INFO: Workflow print_beta (ID=w78fa93e094c77376) is executed successfully with 1 completed step.
sos run sos_meta_script.ipynb print_beta --beta 666

INFO: Running print_beta: Print the value of beta with bash
[666.0]
INFO: print_beta is completed.
INFO: Workflow print_beta (ID=w573651170106b134) is executed successfully with 1 completed step.
sos run sos_meta_script.ipynb log_beta

INFO: Running log_beta: Print log(beta) with Python
[0.         0.69314718 1.09861229]
INFO: log_beta is completed.
INFO: Workflow log_beta (ID=w077f5b194f70ad1b) is executed successfully with 1 completed step.
sos run sos_meta_script.ipynb log_beta --beta 2.7183

INFO: Running log_beta: Print log(beta) with Python
[1.00000668]
INFO: log_beta is completed.
INFO: Workflow log_beta (ID=wcba2081d2ed3ef96) is executed successfully with 1 completed step.
sos run sos_meta_script.ipynb exp_n

INFO: Running exp_n: Print exp(n) with R
[1] 2.718282
INFO: exp_n is completed.
INFO: Workflow exp_n (ID=w68dec66676a24f9f) is executed successfully with 1 completed step.

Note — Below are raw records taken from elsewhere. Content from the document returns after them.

PR #399, opened 2022-12-07
try to fix unsafe inside deserializer

chenyan-dfinity:


rust/candid/src/de.rs
```diff
@@ -135,6 +137,12 @@ macro_rules! check {
     }};
 }
 
+thread_local! {
```
roman-kashitsyn, line 140: I'm not sure I understand why it has to be a thread-local. Can't we compute this array at the call site?

rust/candid/src/de.rs
```diff
@@ -135,6 +137,12 @@ macro_rules! check {
...
+    // Visitor has to implement Copy
+    static ALLOWED_VISITORS: RefCell<[TypeId; 2]> = RefCell::new([TypeId::of::<&crate::parser::value::IDLValueVisitor>(), TypeId::of::<&de::IgnoredAny>()]);
```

Use SoS on High Performance Computing (HPC) cluster

Please check out this notebook for an example using SoS to submit jobs on our HPC cluster.

Additional SoS workflow and notebook examples

  1. Learn from these examples the very basic usage of SoS Workflow (you can find and run the first 2 at: http://sosworkflows.com):
  2. You can try to reproduce this example on your computer (source code here). In particular, note how multiple samples are processed in parallel (group_by in SoS) and how intermediate results can be visualized within the workflow notebook. Also note how docker containers are used to execute the workflow to help avoid installing all software dependencies and ensuring reproducible results.